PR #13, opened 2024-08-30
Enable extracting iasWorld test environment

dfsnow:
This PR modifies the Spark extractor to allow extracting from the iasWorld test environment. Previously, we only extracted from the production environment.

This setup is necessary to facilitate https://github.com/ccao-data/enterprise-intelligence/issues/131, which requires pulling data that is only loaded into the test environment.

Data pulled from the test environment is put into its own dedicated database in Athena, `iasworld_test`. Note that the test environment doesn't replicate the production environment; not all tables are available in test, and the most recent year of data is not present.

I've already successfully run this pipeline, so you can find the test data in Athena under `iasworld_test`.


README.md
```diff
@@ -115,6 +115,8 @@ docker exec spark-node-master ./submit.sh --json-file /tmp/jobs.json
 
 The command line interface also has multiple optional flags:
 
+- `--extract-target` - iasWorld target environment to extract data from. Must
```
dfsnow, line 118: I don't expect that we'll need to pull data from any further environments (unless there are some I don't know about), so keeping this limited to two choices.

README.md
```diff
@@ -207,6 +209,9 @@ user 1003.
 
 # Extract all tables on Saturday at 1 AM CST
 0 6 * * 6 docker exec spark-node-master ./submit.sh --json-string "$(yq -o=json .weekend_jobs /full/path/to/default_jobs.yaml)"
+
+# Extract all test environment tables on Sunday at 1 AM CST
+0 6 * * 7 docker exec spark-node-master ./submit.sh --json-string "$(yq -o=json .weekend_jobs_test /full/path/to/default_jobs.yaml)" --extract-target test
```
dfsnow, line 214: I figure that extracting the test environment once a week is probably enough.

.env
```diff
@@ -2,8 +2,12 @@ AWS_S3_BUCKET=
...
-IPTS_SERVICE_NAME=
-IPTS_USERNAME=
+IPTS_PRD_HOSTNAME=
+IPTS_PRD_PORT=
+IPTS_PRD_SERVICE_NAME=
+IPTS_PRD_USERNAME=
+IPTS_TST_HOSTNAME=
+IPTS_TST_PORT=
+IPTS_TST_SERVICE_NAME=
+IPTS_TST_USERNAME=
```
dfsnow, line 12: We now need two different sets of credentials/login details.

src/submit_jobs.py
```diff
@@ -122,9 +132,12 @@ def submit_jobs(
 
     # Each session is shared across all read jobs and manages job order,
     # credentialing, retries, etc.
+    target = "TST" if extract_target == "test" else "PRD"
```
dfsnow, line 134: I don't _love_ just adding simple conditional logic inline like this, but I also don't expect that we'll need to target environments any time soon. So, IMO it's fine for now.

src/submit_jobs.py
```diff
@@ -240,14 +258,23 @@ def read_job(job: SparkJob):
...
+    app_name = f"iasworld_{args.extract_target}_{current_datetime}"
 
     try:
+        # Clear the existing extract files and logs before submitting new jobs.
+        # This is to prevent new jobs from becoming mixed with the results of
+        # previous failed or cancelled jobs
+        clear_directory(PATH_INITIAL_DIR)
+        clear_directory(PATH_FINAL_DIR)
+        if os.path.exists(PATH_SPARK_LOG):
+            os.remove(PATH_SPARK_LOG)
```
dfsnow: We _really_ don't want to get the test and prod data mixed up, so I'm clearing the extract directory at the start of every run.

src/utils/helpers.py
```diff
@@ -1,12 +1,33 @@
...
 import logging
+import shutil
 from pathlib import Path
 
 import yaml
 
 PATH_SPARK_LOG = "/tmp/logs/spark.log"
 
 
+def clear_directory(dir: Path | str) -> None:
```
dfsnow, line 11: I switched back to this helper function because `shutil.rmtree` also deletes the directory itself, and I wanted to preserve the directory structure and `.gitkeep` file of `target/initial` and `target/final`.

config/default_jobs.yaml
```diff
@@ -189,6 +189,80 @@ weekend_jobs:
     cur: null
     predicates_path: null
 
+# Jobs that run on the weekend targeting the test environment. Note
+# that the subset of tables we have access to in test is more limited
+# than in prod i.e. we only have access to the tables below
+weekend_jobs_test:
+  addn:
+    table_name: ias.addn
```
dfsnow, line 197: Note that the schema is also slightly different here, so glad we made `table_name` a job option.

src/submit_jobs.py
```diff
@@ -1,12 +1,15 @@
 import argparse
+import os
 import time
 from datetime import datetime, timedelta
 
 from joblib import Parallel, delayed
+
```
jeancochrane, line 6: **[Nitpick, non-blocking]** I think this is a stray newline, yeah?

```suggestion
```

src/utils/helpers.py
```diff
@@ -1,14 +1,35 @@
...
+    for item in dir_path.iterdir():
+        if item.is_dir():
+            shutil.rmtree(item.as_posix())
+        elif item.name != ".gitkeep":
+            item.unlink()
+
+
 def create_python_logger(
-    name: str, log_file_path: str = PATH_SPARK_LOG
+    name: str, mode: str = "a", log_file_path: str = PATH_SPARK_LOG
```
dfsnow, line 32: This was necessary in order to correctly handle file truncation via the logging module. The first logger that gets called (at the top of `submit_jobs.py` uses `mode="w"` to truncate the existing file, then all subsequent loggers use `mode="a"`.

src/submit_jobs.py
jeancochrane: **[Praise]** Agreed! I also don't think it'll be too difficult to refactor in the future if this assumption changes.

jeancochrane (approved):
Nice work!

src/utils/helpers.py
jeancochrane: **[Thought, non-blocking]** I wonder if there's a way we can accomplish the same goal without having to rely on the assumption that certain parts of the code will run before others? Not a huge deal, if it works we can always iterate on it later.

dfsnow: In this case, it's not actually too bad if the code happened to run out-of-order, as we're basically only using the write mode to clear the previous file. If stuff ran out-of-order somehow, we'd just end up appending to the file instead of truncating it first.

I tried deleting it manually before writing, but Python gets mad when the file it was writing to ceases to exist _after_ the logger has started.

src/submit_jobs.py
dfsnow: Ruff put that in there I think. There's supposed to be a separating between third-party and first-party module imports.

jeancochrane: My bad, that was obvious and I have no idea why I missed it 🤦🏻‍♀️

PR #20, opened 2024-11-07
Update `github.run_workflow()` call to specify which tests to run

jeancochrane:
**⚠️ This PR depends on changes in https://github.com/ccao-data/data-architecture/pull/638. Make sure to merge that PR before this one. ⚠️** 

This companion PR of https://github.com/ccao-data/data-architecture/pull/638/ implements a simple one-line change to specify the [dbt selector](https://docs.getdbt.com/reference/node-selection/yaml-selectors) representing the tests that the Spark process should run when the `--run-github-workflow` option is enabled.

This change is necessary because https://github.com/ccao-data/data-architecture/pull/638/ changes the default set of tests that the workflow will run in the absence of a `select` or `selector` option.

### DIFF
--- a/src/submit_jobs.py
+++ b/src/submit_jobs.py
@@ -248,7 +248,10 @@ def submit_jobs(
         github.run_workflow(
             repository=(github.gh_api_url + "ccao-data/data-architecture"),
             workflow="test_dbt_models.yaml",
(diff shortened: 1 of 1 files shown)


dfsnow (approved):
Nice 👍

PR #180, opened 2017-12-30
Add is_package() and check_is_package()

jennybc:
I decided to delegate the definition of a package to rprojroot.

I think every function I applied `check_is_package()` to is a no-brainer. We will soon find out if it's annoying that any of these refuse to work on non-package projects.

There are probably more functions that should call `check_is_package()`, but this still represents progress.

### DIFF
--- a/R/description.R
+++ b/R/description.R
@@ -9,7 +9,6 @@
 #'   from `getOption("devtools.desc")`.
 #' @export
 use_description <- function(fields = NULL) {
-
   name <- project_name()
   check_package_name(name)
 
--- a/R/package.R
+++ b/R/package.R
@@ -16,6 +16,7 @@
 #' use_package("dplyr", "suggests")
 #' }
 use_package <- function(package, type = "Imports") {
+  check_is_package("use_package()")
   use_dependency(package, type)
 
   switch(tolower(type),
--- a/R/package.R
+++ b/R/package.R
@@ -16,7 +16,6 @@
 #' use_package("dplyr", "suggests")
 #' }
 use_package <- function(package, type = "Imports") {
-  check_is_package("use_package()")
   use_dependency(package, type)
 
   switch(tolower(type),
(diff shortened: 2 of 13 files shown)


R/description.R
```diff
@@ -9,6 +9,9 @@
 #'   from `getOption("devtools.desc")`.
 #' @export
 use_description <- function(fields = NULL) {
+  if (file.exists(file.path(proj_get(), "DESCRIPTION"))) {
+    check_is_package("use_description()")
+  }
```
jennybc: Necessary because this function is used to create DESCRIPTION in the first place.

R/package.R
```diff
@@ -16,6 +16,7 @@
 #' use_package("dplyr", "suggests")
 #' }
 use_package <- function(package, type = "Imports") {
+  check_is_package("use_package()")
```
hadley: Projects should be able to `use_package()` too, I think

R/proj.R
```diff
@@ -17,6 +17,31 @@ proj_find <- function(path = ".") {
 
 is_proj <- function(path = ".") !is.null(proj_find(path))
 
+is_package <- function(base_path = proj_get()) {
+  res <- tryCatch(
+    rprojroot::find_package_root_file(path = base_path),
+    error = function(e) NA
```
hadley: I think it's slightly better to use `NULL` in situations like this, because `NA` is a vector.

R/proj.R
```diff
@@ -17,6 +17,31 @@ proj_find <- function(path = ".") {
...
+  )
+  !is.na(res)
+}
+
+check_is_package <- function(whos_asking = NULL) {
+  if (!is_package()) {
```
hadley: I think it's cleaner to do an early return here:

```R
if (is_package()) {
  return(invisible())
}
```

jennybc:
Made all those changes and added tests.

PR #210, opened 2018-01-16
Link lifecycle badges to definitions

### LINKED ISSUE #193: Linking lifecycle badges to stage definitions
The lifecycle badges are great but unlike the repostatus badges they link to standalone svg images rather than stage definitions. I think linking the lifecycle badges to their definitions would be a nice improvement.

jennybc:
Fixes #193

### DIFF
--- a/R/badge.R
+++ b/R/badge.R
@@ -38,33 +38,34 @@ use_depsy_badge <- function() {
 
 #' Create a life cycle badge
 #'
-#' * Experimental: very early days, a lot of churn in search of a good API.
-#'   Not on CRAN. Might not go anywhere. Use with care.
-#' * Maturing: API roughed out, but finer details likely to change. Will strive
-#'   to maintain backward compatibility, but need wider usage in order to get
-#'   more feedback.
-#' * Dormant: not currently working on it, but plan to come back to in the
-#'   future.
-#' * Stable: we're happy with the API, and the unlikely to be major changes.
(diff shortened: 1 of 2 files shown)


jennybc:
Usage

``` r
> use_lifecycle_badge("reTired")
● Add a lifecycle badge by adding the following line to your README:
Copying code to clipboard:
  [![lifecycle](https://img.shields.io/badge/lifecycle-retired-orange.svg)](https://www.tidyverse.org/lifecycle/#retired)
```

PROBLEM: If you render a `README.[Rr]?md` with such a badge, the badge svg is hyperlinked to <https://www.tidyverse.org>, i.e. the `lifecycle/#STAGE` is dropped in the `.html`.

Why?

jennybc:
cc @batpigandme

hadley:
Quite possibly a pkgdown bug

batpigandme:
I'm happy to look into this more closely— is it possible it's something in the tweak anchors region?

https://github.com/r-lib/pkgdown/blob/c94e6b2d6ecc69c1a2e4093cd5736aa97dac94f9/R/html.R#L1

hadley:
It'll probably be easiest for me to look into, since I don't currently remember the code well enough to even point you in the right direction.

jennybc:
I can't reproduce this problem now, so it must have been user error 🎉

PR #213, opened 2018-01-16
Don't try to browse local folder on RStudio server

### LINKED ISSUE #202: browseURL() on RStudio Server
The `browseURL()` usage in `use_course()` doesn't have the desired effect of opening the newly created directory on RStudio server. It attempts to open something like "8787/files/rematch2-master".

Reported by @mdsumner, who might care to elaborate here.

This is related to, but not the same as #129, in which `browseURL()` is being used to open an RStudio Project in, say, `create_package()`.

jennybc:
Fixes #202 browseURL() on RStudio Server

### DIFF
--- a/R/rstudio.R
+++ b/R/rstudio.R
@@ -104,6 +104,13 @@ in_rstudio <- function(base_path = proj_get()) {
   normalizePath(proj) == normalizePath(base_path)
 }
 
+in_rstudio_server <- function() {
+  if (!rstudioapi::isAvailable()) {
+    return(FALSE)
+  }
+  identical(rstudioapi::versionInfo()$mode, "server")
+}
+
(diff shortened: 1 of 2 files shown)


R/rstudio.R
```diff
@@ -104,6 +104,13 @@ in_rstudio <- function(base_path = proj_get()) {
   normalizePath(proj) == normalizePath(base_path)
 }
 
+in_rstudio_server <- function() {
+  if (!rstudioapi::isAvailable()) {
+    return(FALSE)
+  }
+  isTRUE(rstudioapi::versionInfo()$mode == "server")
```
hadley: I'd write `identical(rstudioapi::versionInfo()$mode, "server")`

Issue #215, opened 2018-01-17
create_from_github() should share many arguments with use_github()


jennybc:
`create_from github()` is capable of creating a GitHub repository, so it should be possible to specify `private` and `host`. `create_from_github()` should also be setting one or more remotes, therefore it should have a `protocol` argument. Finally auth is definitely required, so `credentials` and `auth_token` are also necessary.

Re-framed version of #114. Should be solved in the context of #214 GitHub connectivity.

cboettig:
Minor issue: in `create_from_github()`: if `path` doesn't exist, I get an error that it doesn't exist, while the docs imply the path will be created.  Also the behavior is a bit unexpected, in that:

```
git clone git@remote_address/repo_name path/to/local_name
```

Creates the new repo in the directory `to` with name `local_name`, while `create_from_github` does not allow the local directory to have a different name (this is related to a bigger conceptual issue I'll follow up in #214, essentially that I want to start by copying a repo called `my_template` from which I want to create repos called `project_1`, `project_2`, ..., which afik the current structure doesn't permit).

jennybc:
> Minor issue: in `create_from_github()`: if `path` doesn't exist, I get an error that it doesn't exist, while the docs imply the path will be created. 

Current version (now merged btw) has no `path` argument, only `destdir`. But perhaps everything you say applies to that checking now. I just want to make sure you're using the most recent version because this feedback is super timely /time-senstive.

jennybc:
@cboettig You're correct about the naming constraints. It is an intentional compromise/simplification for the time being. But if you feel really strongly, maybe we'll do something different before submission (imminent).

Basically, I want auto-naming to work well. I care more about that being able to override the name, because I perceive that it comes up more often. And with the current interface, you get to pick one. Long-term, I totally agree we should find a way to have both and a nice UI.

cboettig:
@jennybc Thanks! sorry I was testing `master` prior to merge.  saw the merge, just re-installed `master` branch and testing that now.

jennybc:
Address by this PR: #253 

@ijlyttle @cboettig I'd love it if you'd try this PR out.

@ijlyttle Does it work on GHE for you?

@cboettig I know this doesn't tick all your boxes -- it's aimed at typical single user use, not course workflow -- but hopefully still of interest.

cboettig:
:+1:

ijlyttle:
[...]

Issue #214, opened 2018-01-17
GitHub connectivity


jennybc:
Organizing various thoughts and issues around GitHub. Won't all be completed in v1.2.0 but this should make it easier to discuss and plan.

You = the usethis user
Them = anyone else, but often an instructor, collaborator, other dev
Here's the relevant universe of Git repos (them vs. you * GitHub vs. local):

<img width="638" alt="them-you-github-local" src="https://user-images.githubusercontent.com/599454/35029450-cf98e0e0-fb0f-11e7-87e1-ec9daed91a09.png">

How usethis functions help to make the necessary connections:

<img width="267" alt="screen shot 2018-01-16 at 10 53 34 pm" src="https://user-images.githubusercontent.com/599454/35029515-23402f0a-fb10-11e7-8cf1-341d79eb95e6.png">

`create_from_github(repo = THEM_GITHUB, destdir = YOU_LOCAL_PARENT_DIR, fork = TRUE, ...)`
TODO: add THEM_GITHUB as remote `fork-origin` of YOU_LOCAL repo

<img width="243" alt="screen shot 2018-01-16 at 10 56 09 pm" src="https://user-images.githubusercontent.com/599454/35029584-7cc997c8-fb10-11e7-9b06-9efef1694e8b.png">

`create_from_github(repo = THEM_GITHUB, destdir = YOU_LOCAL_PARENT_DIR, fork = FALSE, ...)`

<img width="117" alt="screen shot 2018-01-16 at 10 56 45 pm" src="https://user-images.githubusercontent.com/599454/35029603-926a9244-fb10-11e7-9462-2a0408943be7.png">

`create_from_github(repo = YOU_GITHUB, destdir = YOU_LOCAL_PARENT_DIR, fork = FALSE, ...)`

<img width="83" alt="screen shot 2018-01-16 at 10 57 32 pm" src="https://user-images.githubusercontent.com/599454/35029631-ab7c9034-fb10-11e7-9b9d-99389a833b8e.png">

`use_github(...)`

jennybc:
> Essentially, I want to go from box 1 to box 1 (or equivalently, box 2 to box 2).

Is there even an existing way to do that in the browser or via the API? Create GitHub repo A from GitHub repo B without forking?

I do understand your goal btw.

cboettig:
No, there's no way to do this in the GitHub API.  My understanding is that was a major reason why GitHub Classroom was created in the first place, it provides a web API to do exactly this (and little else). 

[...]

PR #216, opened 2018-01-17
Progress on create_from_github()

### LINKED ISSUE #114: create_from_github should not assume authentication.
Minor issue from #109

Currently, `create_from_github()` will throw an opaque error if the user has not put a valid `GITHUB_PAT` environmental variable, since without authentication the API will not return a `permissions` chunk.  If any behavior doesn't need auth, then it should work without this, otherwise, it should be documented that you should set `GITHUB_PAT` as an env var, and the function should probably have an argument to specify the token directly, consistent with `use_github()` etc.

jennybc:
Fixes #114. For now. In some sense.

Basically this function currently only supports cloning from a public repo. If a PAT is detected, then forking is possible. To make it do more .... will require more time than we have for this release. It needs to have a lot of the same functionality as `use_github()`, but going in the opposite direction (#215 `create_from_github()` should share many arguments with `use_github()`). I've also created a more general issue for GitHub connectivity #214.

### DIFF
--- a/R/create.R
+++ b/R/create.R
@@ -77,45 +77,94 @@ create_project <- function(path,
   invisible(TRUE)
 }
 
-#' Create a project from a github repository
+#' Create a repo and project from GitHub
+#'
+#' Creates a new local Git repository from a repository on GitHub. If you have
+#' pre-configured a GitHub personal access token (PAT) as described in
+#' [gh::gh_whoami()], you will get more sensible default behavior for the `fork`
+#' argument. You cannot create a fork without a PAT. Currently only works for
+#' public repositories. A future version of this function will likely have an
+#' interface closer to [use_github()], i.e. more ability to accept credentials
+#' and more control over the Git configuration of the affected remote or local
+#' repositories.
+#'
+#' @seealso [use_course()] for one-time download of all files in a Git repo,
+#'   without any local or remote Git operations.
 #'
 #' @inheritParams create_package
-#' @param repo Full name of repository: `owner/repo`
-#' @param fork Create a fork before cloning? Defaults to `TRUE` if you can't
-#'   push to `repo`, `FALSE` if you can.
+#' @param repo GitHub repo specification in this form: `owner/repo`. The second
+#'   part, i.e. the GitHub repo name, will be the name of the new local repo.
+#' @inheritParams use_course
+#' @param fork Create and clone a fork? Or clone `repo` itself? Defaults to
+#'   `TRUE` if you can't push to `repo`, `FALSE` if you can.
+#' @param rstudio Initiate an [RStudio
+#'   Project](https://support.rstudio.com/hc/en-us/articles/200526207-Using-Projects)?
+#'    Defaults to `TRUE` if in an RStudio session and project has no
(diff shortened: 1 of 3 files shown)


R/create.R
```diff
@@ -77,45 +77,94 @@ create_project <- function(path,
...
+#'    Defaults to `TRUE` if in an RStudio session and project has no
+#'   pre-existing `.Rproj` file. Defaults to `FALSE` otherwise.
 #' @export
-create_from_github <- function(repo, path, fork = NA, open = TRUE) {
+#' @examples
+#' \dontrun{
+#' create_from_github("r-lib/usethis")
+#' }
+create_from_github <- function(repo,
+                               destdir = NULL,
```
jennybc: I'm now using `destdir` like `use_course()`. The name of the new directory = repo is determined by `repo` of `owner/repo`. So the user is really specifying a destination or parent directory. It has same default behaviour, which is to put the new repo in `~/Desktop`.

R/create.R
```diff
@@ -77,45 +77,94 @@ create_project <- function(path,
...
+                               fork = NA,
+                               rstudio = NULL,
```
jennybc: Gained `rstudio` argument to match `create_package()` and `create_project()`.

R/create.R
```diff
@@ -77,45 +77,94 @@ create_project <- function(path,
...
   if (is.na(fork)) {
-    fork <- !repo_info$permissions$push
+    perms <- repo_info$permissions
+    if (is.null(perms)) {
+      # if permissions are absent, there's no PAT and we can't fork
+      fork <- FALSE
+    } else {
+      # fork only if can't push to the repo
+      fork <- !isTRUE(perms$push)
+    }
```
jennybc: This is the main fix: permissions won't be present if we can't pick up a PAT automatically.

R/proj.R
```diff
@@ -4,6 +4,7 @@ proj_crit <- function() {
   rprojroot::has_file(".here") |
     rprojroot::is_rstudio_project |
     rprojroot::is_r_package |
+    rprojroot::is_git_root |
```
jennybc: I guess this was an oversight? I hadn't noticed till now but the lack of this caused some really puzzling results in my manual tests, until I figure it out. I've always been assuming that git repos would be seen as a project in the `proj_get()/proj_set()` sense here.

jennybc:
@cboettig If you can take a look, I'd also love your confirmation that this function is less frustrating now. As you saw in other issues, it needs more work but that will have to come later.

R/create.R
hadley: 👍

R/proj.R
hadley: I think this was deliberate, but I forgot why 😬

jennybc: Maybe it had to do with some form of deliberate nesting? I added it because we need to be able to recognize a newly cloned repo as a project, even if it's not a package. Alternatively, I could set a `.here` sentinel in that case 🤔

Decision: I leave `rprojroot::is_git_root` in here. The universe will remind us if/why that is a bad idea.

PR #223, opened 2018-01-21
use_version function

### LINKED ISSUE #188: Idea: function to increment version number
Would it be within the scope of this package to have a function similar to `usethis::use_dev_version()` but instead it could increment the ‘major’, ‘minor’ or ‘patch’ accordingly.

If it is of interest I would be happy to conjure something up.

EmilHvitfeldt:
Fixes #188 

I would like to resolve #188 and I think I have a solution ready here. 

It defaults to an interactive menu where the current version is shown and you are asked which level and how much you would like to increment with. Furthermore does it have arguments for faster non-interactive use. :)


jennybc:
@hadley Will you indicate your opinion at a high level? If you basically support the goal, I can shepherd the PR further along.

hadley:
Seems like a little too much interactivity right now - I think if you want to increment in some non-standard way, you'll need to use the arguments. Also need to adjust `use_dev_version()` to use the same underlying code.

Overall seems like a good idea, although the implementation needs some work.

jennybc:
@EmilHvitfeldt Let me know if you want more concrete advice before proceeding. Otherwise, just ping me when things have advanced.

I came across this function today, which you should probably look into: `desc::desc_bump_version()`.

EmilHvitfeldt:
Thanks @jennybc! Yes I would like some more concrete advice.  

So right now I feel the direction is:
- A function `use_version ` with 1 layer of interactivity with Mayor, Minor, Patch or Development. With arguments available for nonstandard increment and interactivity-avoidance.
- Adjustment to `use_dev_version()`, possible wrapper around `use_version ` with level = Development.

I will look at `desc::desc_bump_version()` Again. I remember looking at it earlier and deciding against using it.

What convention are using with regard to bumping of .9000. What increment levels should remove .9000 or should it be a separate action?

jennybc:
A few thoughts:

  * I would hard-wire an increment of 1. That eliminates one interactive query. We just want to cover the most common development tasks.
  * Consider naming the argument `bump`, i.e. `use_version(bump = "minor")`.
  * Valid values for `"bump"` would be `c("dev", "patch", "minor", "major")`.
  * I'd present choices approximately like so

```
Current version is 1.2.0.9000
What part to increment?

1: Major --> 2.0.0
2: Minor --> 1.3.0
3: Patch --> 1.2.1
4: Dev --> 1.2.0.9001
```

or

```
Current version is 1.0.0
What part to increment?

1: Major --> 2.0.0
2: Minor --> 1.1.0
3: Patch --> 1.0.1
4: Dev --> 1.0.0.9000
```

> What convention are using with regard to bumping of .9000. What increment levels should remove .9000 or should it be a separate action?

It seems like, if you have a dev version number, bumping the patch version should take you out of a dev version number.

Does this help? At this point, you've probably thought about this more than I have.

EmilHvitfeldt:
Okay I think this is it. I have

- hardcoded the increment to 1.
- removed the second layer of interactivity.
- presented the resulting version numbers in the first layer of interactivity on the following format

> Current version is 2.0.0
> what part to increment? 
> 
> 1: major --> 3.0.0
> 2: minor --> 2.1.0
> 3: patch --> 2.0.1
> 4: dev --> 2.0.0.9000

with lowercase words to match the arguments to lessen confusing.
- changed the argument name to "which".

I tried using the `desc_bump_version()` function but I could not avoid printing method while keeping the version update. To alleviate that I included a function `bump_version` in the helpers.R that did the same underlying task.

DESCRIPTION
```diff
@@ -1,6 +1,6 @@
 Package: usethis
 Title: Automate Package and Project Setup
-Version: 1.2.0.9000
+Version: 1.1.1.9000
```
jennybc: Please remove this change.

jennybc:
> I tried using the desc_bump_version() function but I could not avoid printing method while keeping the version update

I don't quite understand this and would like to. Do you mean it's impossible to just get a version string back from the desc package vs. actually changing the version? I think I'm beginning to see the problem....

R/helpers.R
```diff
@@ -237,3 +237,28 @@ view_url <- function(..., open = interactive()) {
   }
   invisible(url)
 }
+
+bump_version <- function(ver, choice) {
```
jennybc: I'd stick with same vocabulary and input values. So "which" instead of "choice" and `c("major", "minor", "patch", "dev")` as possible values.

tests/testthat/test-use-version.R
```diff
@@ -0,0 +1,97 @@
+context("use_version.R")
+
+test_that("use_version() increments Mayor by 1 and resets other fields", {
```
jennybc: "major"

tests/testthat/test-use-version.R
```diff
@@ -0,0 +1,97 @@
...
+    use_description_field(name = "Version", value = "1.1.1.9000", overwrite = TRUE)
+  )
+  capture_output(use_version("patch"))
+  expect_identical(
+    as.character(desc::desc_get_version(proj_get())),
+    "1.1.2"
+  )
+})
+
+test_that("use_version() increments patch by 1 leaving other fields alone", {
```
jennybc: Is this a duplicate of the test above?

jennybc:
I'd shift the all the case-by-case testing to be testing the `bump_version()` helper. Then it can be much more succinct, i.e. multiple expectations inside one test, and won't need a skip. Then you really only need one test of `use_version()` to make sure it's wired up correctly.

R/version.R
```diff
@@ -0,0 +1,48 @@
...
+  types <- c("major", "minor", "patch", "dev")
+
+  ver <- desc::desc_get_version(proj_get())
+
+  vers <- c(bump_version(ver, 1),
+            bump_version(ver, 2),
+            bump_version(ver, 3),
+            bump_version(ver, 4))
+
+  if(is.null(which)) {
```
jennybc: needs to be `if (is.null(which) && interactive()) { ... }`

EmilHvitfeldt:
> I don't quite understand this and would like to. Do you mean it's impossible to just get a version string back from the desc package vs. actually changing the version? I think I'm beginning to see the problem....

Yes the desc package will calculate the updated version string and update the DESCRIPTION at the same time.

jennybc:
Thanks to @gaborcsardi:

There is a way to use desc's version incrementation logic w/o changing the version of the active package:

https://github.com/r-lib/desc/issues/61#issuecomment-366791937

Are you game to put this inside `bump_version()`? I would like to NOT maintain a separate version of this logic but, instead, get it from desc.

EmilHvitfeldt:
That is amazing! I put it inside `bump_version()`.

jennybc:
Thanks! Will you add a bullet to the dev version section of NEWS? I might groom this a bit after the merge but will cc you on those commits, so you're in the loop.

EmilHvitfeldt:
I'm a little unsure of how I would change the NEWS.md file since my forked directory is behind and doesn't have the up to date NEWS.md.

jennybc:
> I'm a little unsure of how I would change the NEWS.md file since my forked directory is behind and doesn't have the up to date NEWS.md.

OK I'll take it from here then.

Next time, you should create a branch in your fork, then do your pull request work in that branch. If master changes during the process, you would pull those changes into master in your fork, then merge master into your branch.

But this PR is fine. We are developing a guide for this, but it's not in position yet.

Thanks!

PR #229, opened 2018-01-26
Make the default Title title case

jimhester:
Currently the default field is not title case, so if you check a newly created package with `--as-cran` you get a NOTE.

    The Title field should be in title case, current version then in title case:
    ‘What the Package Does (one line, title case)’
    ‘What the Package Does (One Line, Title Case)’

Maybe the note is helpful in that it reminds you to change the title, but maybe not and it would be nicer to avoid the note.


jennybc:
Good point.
--------------------
What is required
Determine the number of lines in the listing that hold the word "environments". Nothing but that number is wanted.

Reply
2